Но Эйлин, находившаяся в ту минуту на самой южной оконечности Ирландии, не знала, что ответить родной дочери. Она тоже стояла с телефоном у окна и глядела на унылое воскресное утро, тщетно пытаясь различить больными глазами очертания Грейт Скеллиг. Она лихорадочно пыталась собраться с мыслями, найти для дочери правильные слова, но в итоге у нее вырвалось лишь:

— О Селия…

— Почему ты не рассказывала мне о папе раньше? — слышала она требовательный голос дочери. — Ты ведь знала, что мне можно доверять. Знала?

«Да, — подумала про себя Эйлин, — я доверяла тебе, но не хотела обременять тебя. Не хотела, чтобы ты знала, какая страшная тень нависает над нашей семьей».

— Я думала уберечь тебя, — наконец проговорила она. — Надеялась, что это так и останется тайной. Мы ведь живем очень тихо, стараемся не привлекать к себе внимания. Твой отец даже не догадывался о том, что я про него все знаю.

— Что? — пораженно переспросила Селия. Ей всегда казалось, что родители очень близки между собой. — Ты прожила с ним столько лет, и он даже не догадывался о том, что тебе все известно?

Уму непостижимо!

— Я все узнала совершенно случайно и решила держать в себе. Твой отец сильно рассердился бы, узнав, что я копалась в его вещах. Хотя я на самом деле не знала, что ему есть что прятать от меня. Даже не подозревала, что в его книгах и бумагах откроется такое…

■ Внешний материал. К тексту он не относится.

PR #1885, opened 2021-09-14
Greatest Digression

gzotti:
### Description

This little branch adds azimuths and hour angles of greatest digression relevant for circumpolar objects. These are the maximally reachable azimuths.

I place these two lines of information into the RTS infostring display group, but this can be discussed, either create a new group or move elsewhere?

### Type of change

### How Has This Been Tested?

**Test Configuration**:
* Operating system: Windows 10 21H1
* Graphics Card: Nvidia Geforce 960M (irrelevant)
 
## Checklist:

### DIFF
--- a/src/core/StelObject.cpp
+++ b/src/core/StelObject.cpp
@@ -688,6 +688,10 @@ QString StelObject::getCommonInfoString(const StelCore *core, const InfoStringGr
 			double az=asin(cos(dec_equ)/cos(latitude)); // azimuth (eastern)
 			// TRANSLATORS: Greatest Eastern Digression is the maximum azimuth for circumpolar stars
 			QString event(q_("Max. E. Digression"));
+			// TRANSLATORS: azimuth (abbrev.)
+			QString azStr=(withDesignations? qc_("A", "celestial coordinate system") : qc_("Az.", "celestial coordinate system"));
+			// Translators: hour angle  (abbrev.)
+			QString haStr=(withDesignations? qc_("h", "celestial coordinate system") : qc_("HA", "celestial coordinate system"));
 			if (latitude<0.)
 				az=M_PI-az;
 			if (StelApp::getInstance().getFlagSouthAzimuthUsage())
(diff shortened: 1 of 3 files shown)


axd1967:
Nice.

I tested this and _at first_ there seemed to be something wrong (location +51.033148  +3.711431, see purple circle for circumpolar area ):

Edasich works fine
image


Same for Eltanin
image


Alkaid does not:

image

Then I understood this is for objects inside the _zenith passage circle_ (I added that after finding out; the Archeo plugin is an awesome plugin), not necessarily for circumpolar objects, so that latter term might better be avoided - **also in the source code**.

Or, more likely, there is a bug in the implementation and it should (logically) apply to _all_ circumpolar objects?

I don't know about the literature, but is it needed to restrict this to circumpolar objects?
If I'm correct, every object that travels above the horizon can have such extremes - the range from east to west?

image

gzotti:
Indeed. Yes, these things occur for stars with upper culmination between pole and zenith. Thanks for playing, I will fix the documentation. 
The thing is in fact limited to objects in the polar area. Only these stars have a moment of vertical climb or fall where they reach those extreme azimuths.

src/core/StelObject.cpp
```diff
@@ -677,6 +676,67 @@ QString StelObject::getCommonInfoString(const StelCore *core, const InfoStringGr
 			res += q_("Polar dawn") + "<br />";
 		else if (rts[0]<99.f && rts[2]>99.f)
 			res += q_("Polar dusk") + "<br />";
+
+		// Greatest Digression: limiting azimuth and hour angles for circumpolar stars
+		// This may fill 2 lines where RTS just says "circumpolar"
+		double dec_equ, ra_equ;
+		StelUtils::rectToSphe(&ra_equ,&dec_equ,getEquinoxEquatorialPos(core));
+		const double latitude=static_cast<double>(core->getCurrentLocation().latitude)*M_PI_180;
+		if (((latitude>0.) && (dec_equ>=latitude)) || ((latitude<0.) && (dec_equ<=latitude)))
```
alex-w, line 685: Why? On my latitude (53 degrees) I'll see objects as circumpolar with declination since 37 degrees and up to 90 degrees. In your code I'll see objects as circumpolar with declination since 53 degrees, but this is wrong.

alex-w (changes requested):
Please fix circumpolar checks

src/core/StelObject.cpp
gzotti: The code is OK, but the documentation is faulty. This only is for objects culminating between pole and zenith.

alex-w: OK, please fix the docs and merge the code :)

Мать говорила резко, и в голосе ее сквозила несвойственная ей горечь.

— Что ты обнаружила, мама?

— В основном письма. Твой отец тщеславный человек, Селия, и никогда ничего не выбрасывал. Я нашла несколько писем от Гитлера, в которых тот поздравлял твоего отца с успехами. В одном из них Гитлер даже назвал Эрнеста «сынок». Я нашла также несколько посланий от Геринга. Все это лежало в ящике его стола среди других бумаг и рядом с томиком немецкой поэзии.

— О, мама… как это ужасно! Я тогда уже родилась? Когда это случилось?

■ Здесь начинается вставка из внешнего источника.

Issue #1546, opened 2021-03-13
Extend or remove 100 000 years date limit


gotgutgit:
Please let the user choose dates **beyond 100 000 years** in the past or in the future. I'd like to model constellation changes based on currently known proper motion data for major stars. Maybe add a warning about accuracy or a checkbox somewhere in the configuration to remove this limit.

gzotti:
Unfortunately the proper motion data are not good enough to warrant this. Even 100.000 years are too much IMHO, rather stay within 40.000. (See Appendix F in the User Guide.) There are some online programs which already show stars from Gaia which should be much better suited for that purpose.

gotgutgit:
> There are some online programs which already show stars from Gaia which should be much better suited for that purpose.

@gzotti Could you please point me at some of these programs? Actually, the best one I could find so far is Stellarium. :)
And will Stellarium include data from Gaia & Hipparcos which were used in making of this 450 000 years video? https://www.space.com/37148-orion-constellation-changes-over-450000-years.html

gzotti:
Currently I cannot find more than Google, it's not my field of immediate interest. 
As much as I'd like to have a better star catalog myself, somebody would have to actually develop it. Stellarium's development is based on voluntary work by currently 2 people who are more than busy with their own focal tasks.

PR #1888, opened 2021-09-14
star trails

gzotti:
### Description

This little branch adds an interesting "wow" effect by not blanking frames. You can configure a keyboard shortcut to toggle this, and then render star trails.

This is a bit "hacky"! One problem are extended objects: Zodiacal light, Milky Way, atmosphere, DSO images need to be switched off first. This is handled automatically and easy to solve.

The worst problem is that the scene becomes too bright too quickly when any extended objects would be plotted.  A solution would be to not just "forget" blanking, but add a slight dimming of the scene. This should then result in an afterglow effect where star trails don't get infinitely long. Maybe the dimming can be made configurable. 

Due to the nature of this method, screenshots have to be made with operating system tools, not Stellarium's own screenshot renderer.

OpenGL/Qt experts please continue on this. Change StelCore::preDraw() and implement the methods in the StelViewportFaderEffect class, or maybe directly in StelCore::preDraw().

Screenshot (221) (Klein)

### Type of change

### How Has This Been Tested?

**Test Configuration**:
* Operating system: Windows 10 21H1; Windows 11 25H2
* Graphics Card: Nvidia Geforce 960M; Geforce RTX 3070Ti
 
## Checklist:

### DIFF
--- a/guide/ch_advanced_use.tex
+++ b/guide/ch_advanced_use.tex
@@ -819,12 +819,12 @@ In \file{config.ini}, it is stored in
 sky_background_color  = 0.000000,0.000000,0.000000
 \end{configfile}
 
-\subsection{Star Streaks}
-\label{sec:CommandLineOptions:Special:StarStreaks}
+\subsection{Star Trails}
+\label{sec:CommandLineOptions:Special:StarTrails}
 
 One of the oldest\newFeature{26.2}  and previously simplest techniques from the time of film-based night photography is the recording 
 of Earth's rotation by long-time exposure with an untracked camera. 
-This will, for example, identify the Polar Star as just not quite on the north celestial pole, but else show thousands of circular star streaks. 
+This will, for example, identify the Polar Star as just not quite on the north celestial pole, but else show thousands of circular star trails. 
 While an exposure time of many hours is possible under dark skies, when the sky is too bright by remaining twilight or light pollution, 
 the exposure time meanwhile is often limited to minutes, else the picture is just flooded with unwanted background. 
 
@@ -838,9 +838,10 @@ The trick implemented in this special mode draws one frame in ``normal'' mode, a
 which cause only smeared images like screen labels. A moderately long ``exposure'' can therefore still successfully show constellations or star labels.  
 
 This is an option probably only used by instructors or presenters and therefore not preconfigured for beginners. 
-To make use of it, you must assign a keyboard shortcut to the action ``Toggle background clearing''
+To make use of it, you must assign a keyboard shortcut to the action ``Toggle star trails''
 found in the ``Display Options'' key shortcut actions (see \ref{sec:gui:help:hotkeys}).
 
+Note that screenshots have to be made with system means while this mode is running. 
 
 %%%%%%%%%%%%%%%%%%%%%%%%%%%%%%%%%%%%%%%%%%%%%%%%%%%%%%%%%%%%%%%%%%%%%%%%%%%%%%%%%%%%%%%
 
--- a/guide/ch_advanced_use.tex
+++ b/guide/ch_advanced_use.tex
@@ -802,6 +802,48 @@ Note that Spout use disables any multisampling setting (see Appendix~\ref{sec:co
 
 %%%%%%%%%%%%%%%%%%%%%%%%%%%%%%%%%%%%%%%%%%%%%%%%%%%%%%%%%%%%%%%%%%%%%%%%%%%%%%%%%%%%%%%
 
+\section{Show effects} 
+\label{sec:CommandLineOptions:Special:Show}
+
+\subsection{Sky Background}
+\label{sec:CommandLineOptions:Special:ColoredBackground}
+
+Stellarium is sometimes used for entertainment or artistic music performances. 
+From this community a request was placed to allow a non-black background. We can do that, but you must revert the color yourself.
+Setting a background color is not available in the usual GUI to avoid inadvertent changes that later confuse users. 
+You can play with the sky background in the Text User Interface (see section \ref{sec:plugins:TUI:commands}, feature 5.26). 
+In \file{config.ini}, it is stored in
+
+\begin{configfile}
+[color]
+sky_background_color  = 0.000000,0.000000,0.000000
+\end{configfile}
+
+\subsection{Star Streaks}
+\label{sec:CommandLineOptions:Special:StarStreaks}
+
+One of the oldest\newFeature{26.2}  and previously simplest techniques from the time of film-based night photography is the recording 
+of Earth's rotation by long-time exposure with an untracked camera. 
+This will, for example, identify the Polar Star as just not quite on the north celestial pole, but else show thousands of circular star streaks. 
+While an exposure time of many hours is possible under dark skies, when the sky is too bright by remaining twilight or light pollution, 
+the exposure time meanwhile is often limited to minutes, else the picture is just flooded with unwanted background. 
+
+Stellarium can be made to simulate such images by a somewhat ``dirty trick'': Usually the image area is cleared between frames, 
+then the Milky Way, stars, Zodiacal light, grids, planets, atmosphere, landscape etc., and finally GUI panels are rendered into the scene. 
+By not clearing the image area, we can just add up everything that is rendered on-screen, like in a long-time exposure. 
+However, just as cars, airplanes, satellites or people with flashlights can ruin your awesome star streak photo, 
+some elements usually visible in Stellarium's sky would also create unwanted views. 
+Image a celestial grid or the Milky Way rotating with the sky, and twilight stacking all up and flooding the long-time exposure. 
+The trick implemented in this special mode draws one frame in ``normal'' mode, and then suppresses those elements and other details 
+which cause only smeared images like screen labels. A moderately long ``exposure'' can therefore still successfully show constellations or star labels.  
+
+This is an option probably only used by instructors or presenters and therefore not preconfigured for beginners. 
+To make use of it, you must assign a keyboard shortcut to the action ``Toggle background clearing''
+found in the ``Display Options'' key shortcut actions (see \ref{sec:gui:help:hotkeys}).
+
+
+%%%%%%%%%%%%%%%%%%%%%%%%%%%%%%%%%%%%%%%%%%%%%%%%%%%%%%%%%%%%%%%%%%%%%%%%%%%%%%%%%%%%%%%
+
 \iffalse
 
 %% NOTE: We cannot provide accurate documentation on this topic at this time. 
@@ -849,7 +891,7 @@ Piper runs a web server which allows integration to \program{speechd}.
 
 With Stellarium it’s very easy to project the sky on a dome and create your own planetarium.
 
-\subsubsection{360° Projection}
+\subsection{360° Projection}
 You can use either a very expensive fisheye lens projector -- or a standard projector with a spherical mirror.
 Not only is spherical mirror projection less expensive, 
 but it produces a higher resolution image on the dome\footnote{\url{https://domeclub.com/#PxComp}},
@@ -872,7 +914,7 @@ it's quite easy to build your
 own\footnote{\url{https://docs.worldwidetelescope.org/diy-planetarium-dome/1/dome/#setting-up-the-projector-and-mirrors}} 
 -- and you can use a cheap convex safety mirror for testing before investing in a first-surface mirror.
 
-\subsubsection{Projector Specifications}
+\subsection{Projector Specifications}
 A major challenge with digital planetariums (360° cinemas) is the cross-reflection of light on the dome. 
 This is why projector \emph{contrast ratio} and \emph{colour saturation} are more important than brightness (lumens). 
 Light `bouncing' around the dome causes the planetarium image to `wash out' (lose colour) -- 
@@ -882,7 +924,7 @@ Similarly, the higher the contrast ratio, the sharper and crisper the planetariu
 4K projectors are now very affordable, allowing you to deliver the same high-quality visuals in your small
 dome as large planetariums!
 
-\subsubsection{Computer Configuration}
+\subsection{Computer Configuration}
 The best way to operate a planetarium is with a dual display arrangement, i.e., 
 computer screen as the primary (main) display, and projector as the secondary (extended) display.
 
@@ -893,7 +935,7 @@ the dome (even with no application open), use a high-resolution image of stars a
 To function as a planetarium, Stellarium should be configured to open in full screen mode on the extended
 display (see below).
 
-\subsubsection{System Configuration}
+\subsection{System Configuration}
 To minimise image distortion at the back of the dome, it’s worth carrying out the slightly complex
 \program{Meshmapper} configuration\footnote{\url{https://paulbourke.net/dome/meshmapper}}. 
 This creates a custom distortion file for your specific system (i.e., your dome
@@ -901,7 +943,7 @@ diameter, stand height, spherical mirror dimensions);
 and the image improvement will be remarkable\footnote{\url{https://domeclub.com/images/Meshmapper-1152w.jpg}}. 
 This custom distortion file (‘warp mesh data file’) can then be used with dome applications like Stellarium.
 
-\subsubsection{Stellarium Configuration}
+\subsection{Stellarium Configuration}
 To enable planetarium spherical mirror projection, the \file{config.ini} file needs to include the following:
 
 \begin{configfile}
@@ -962,7 +1004,7 @@ star_twinkle_amount = 0.50
 \end{configfile}
 
 
-\subsubsection{Further notes}
+\subsection{Further notes}
 This feature is rarely used by the current developers and cannot be tested on standard hardware. 
 See ongoing discussion on Github\footnote{\url{https://github.com/Stellarium/stellarium/issues/1914} and \\
 \url{https://github.com/Stellarium/stellarium/issues/3535}} and get involved.
--- a/guide/ch_advanced_use.tex
+++ b/guide/ch_advanced_use.tex
@@ -831,7 +831,7 @@ the exposure time meanwhile is often limited to minutes, else the picture is jus
 Stellarium can be made to simulate such images by a somewhat ``dirty trick'': Usually the image area is cleared between frames, 
 then the Milky Way, stars, Zodiacal light, grids, planets, atmosphere, landscape etc., and finally GUI panels are rendered into the scene. 
 By not clearing the image area, we can just add up everything that is rendered on-screen, like in a long-time exposure. 
-However, just as cars, airplanes, satellites or people with flashlights can ruin your awesome star streak photo, 
+However, just as cars, airplanes, satellites or people with flashlights can ruin your awesome star trail photo, 
 some elements usually visible in Stellarium's sky would also create unwanted views. 
 Image a celestial grid or the Milky Way rotating with the sky, and twilight stacking all up and flooding the long-time exposure. 
 The trick implemented in this special mode draws one frame in ``normal'' mode, and then suppresses those elements and other details 
@@ -839,7 +839,12 @@ which cause only smeared images like screen labels. A moderately long ``exposure
 
 This is an option probably only used by instructors or presenters and therefore not preconfigured for beginners. 
 To make use of it, you must assign a keyboard shortcut to the action ``Toggle star trails''
-found in the ``Display Options'' key shortcut actions (see \ref{sec:gui:help:hotkeys}).
+found in the ``Display Options'' key shortcut actions (see \ref{sec:gui:help:hotkeys}). 
+While the mode is on, tapping \key{Ctrl} resets the trails. 
+It can make a nice ending scene in a presentation: show a moderately slow moving sky, and activate it.  
+The sky will fill with curves, hopefully impressing your audience. 
+You can also utilize it when talking about the problem of satellite constellations now destroying the sky. (Use realistic view, not icons, for satellites.) 
+Here your time speed should not be too fast, else satellites will just show up as dot chain. 
 
 Note that screenshots have to be made with system means while this mode is running. 
 
--- a/plugins/AngleMeasure/src/AngleMeasure.cpp
+++ b/plugins/AngleMeasure/src/AngleMeasure.cpp
@@ -289,6 +289,8 @@ void AngleMeasure::drawOne(StelCore *core, const StelCore::FrameType frameType, 
 //! Draw any parts on the screen which are for our module
 void AngleMeasure::draw(StelCore* core)
 {
+	if(!core->getFlagClearSky())
+		return;
 	if (startPoint.normSquared()==0.0) // avoid crash on switch-on, lp:#1455839
 		return;
 	if (lineVisible.getInterstate() < 0.000001f && messageFader.getInterstate() < 0.000001f)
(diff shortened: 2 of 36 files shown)


guillaumechereau:
I tried to complete the viewport effect code, using a blending function with alpha = 0.08:
    	 GL_CONSTANT_ALPHA, GL_ONE_MINUS_CONSTANT_ALPHA

I can get this result:

image

While the trails are not very clear, this has the nice effect of not affecting the non moving parts of the screen, like the landscape.

Should I commit in this branch?

gzotti:
Yes, this looks very good for a start, thank you. I may be then able to play around with different alphas and maybe still different blending functions, and resetting the screen when view direction was changed etc. The non-affection of the landscape is very welcome!

guillaumechereau:
OK I'll commit what I have, feel free to modify it.  Unfortunately the only way to keep the landscape stable is to use a blending function of the form:    color = new * t + prev * (1 - t), and instead of the accumulating effect, we get something that looks more like a blur.  Not sure how to improve that.

The other problem here is that we apply the effect to everything, including the labels and UI, so it makes the interface clumsy.

gzotti:
Thank you, it is certainly a progress. But the blur is strange, indeed.  

I think we can auto-hide the GUI while the effect is active, or do similar things. It's mostly a show-off effect.

I wonder how alterBuffer would ever be applied in a ViewportEffect?

luzpaz:
Bump

gzotti:
Some modules are auto-inhibited now: gridlines, labels, planet and DSO hints, planet halos, Milky Way, Zodiacal light. 

Now it depends on what users expect. 
The best use is to switch off landscape and press Ctrl-Alt-C. This works for a few spectacular effects in a demo, but can run into really ugly white-outs if not applied with caution. 

I would like to see landscape being replotted and NOT run into white-out, however I am unable to see an easy solution. 

Also, changing view direction or fov changes should re-initialize (clear) the view. This would need a few new signals. Is the overhead worth it?

I cannot get @guillaumechereau 's solution to show again. :-(

10110111:
Why not just draw all the cosmic items into a separate FBO for accumulation, and blit on each frame into the main render target after rendering into this FBO?

gzotti:
Sounds like a plan :-) 
I think by now you have the better overview about which buffers exist and how they correlate with each other. (This architecture should be described somewhere!!!) It may also be related to your longer-term ideas around using physical radiance units and post-process effect filtering (blur up bright stars/planets) which should also be applied to the sky only. (And not on labels, hint icons, ... or landscapes.) I will be glad if you bring in your skills here.

The net view effect I envision in this mode should be "interactive foreground" (i.e. landscape should redraw well), stars should not run over the landscape (I tried several blending options, all but current looked bad), and on change of view direction, this "sky buffer" should reset to black (or background color). Dithering should be applied only to the final view (Currently it of course accumulates and looks bad as well). An extension could be that the buffer is dimmed instead of blanked, so that the star trails fade away after e.g. 10...60 seconds. 

If possible, gridlines or DSO markers, or even the MilkyWay/ZL could be made visible again without streaking. (I.e., not put into that "celestial" FBO. (But another FBO for MW/ZL/DSO textures/DSS/HiPS is yet another indirection, may be overkill, so IMHO it's OK to just switch them off). 


This all is meant to be for stronger systems. The "low graphics mode" running on memory limited systems should not be further encumbered with yet another FBO.

10110111:
> This architecture should be described somewhere!!!

Well, it's still gonna change when I split the rendering between layers to make labels etc. separate from physical objects and tone mapping.

> Dithering should be applied only to the final view

This must always be true, since it's a conversion from full color depth to the monitor space.

> If possible, gridlines or DSO markers, or even the MilkyWay/ZL could be made visible again without streaking. (I.e., not put into that "celestial" FBO. (But another FBO for MW/ZL/DSO textures/DSS/HiPS is yet another indirection, may be overkill, so IMHO it's OK to just switch them off).

What would a star streak represent if the Milky Way remains at one position? Sounds unphysical. If you want to simulate a long-exposure photo, all celestial objects should move and be smeared. Otherwise you could just as well draw the stars as lines (similar to orbits).

> The "low graphics mode" running on memory limited systems should not be further encumbered with yet another FBO.

The low graphics mode shouldn't receive any new graphical features IMO. Only fix the existing bugs (except the ones requiring a serious rework).

gzotti:
> > This architecture should be described somewhere!!!
> 
> Well, it's still gonna change when I split the rendering between layers to make labels etc. separate from physical objects and tone mapping.

Yes, but just as code evolves, docs can evolve and later versions can supersede current docs. If somebody wants to join right now, it's super hard without some information on what goes where. (It has always been like that, though...) 
 
> > Dithering should be applied only to the final view
> This must always be true, since it's a conversion from full color depth to the monitor space.

Sure. Just in the current state, it accumulates, so I must switch it off.

 
> > If possible, gridlines or DSO markers, or even the MilkyWay/ZL could be made visible again without streaking. (I.e., not put into that "celestial" FBO. (But another FBO for MW/ZL/DSO textures/DSS/HiPS is yet another indirection, may be overkill, so IMHO it's OK to just switch them off).
> 
> What would a star streak represent if the Milky Way remains at one position? Sounds unphysical. If you want to simulate a long-exposure photo, all celestial objects should move and be smeared. Otherwise you could just as well draw the stars as lines (similar to orbits).

The MW and other extended features could either continue rotating with the stars as they are newly plotted, or stop at the place when this mode was activated, or be smeared. In the last case, it must dimmed down however, or the sky will be white within seconds. Therefore I currently switch it completely off.

> 
> > The "low graphics mode" running on memory limited systems should not be further encumbered with yet another FBO.
> 
> The low graphics mode shouldn't receive any new graphical features IMO. Only fix the existing bugs (except the ones requiring a serious rework).

OK for me.

dromeuf:
Hi, I'm looking to make an illustration with a long exposure effect of circumpolar star trails. Does this feature work in Stellarium 24.2 ? In the documentation I can only find the trail planets. Kind regards,

dromeuf:
Georges, I did read the thread you created in 2021. I didn't know whether you had completed this experiment. Thank you for all your great work on the Stellarium project.

dromeuf:
Further to our discussion, here is the solution that I found last night to illustrate the circumpolar rotation at the northern horizon of the site studied and the movement in the sky of the star Vega in 4000 BC which rubs the horizon of the place of observation :
- stop animation
- set the date
- capture screen with capture tools
- change the date (min)
- capture screen.... n times...
- Use StarStaX https://markus-enzweiler.de/software/starstax/ for stacking capture screen

IllustrationStarsTrailsStellarium

I read in the latest Stellarium 24.3 user guide that the representation of the proper motion is good to within 100,000 years but that the ‘Carte du Ciel’ software will be more accurate than Stellarium. In 2021 Georg you indicated in #1546 + or - 40,000 years. By comparing with ‘Carte du Ciel’ on the star Vega, I have the impression that the proper motions of Stellarium are those of the Hipparcos 2007 catalogue. In 6,000 years, Vega's proper motion is 35'. When I calculate the angular distance between the coordinates for the date between Stellarium and ‘Carte du ciel’, I find a difference of about 4'. I don't have the explanation because I haven't had time to examine the details of the calculations made by the 2 software packages: precession model, mean coordinates, etc.

gzotti:
I did not intend to say Stellarium is accurate within &pm;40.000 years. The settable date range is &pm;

Беззвучно плача, Эйлин сказала:

— Ты была совсем маленькая, Селия. Конечно, я должна была тут же развестись с Эрнестом, но я не могла и чем больше медлила, тем тяжелее было решиться. Я…

Селия договорила за нее сама:

— Ты любила его?

После долгой паузы Эйлин прошептала:

— Да, наверно. Тогда. Но это было так давно, что теперь мне трудно вспомнишь. Ты была совсем еще ребенком и очень любила отца… — Голос вновь изменил ей. Отдышавшись, она добавила: — Я уже не люблю его, но теперь поздно что-то менять.

— Где он сейчас? — спросила Селия.

— В саду.

— Мама, почему бы тебе не приехать к нам пожить? Скоро такое начнется!.. В газете сообщили ваш адрес и со дня на день вас атакует целая армия репортеров. Приезжай в Лондон, мы позаботимся о тебе, — с мольбой в голосе сказала Селия.

— Твой отец не уедет отсюда, ты же знаешь. В течение сорока пяти лет я неоднократно предлагала ему, но он отказывался.

— А ты?

— Нет, милая Селия. Спасибо тебе, но я должна быть рядом с ним.

— Но ведь ты несчастна, мама…

— Теперь поздно что-то менять. Я устала и хочу только покоя. И потом подумай, как твой отец будет без меня?

— Ну что ж… — вздохнула Селия. — Если передумаешь, я приеду и заберу тебя. Сегодня мы с Хьюго возвращаемся и я сразу отправляюсь навестить Колина и Иана. Наверно, им теперь тяжело придется в школе. Но ты позвони если что, я приеду и заберу… — Она хотела сказать: «тебя с папой», но осеклась. Селия чувствовала, что пока не может видеться с отцом… Еще не успела привыкнуть к мысли, что человек, которого она любила всю жизнь, в действительности существовал лишь в ее воображении, а на его месте был страшный незнакомец.